PROBLEM: Every record must be reproduced exactly. Leave none out.

PROVIDED RECORDS:
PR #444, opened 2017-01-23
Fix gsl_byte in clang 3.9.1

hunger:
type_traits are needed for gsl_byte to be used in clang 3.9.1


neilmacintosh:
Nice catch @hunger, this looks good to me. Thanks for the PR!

WRITTEN SOLUTION:
PR #444, opened 2017-01-23
Fix gsl_byte in clang 3.9.1

hunger:
type_traits are needed for gsl_byte to be used in clang 3.9.1


neilmacintosh:
Nice catch @hunger, this looks good to me. Thanks for the PR!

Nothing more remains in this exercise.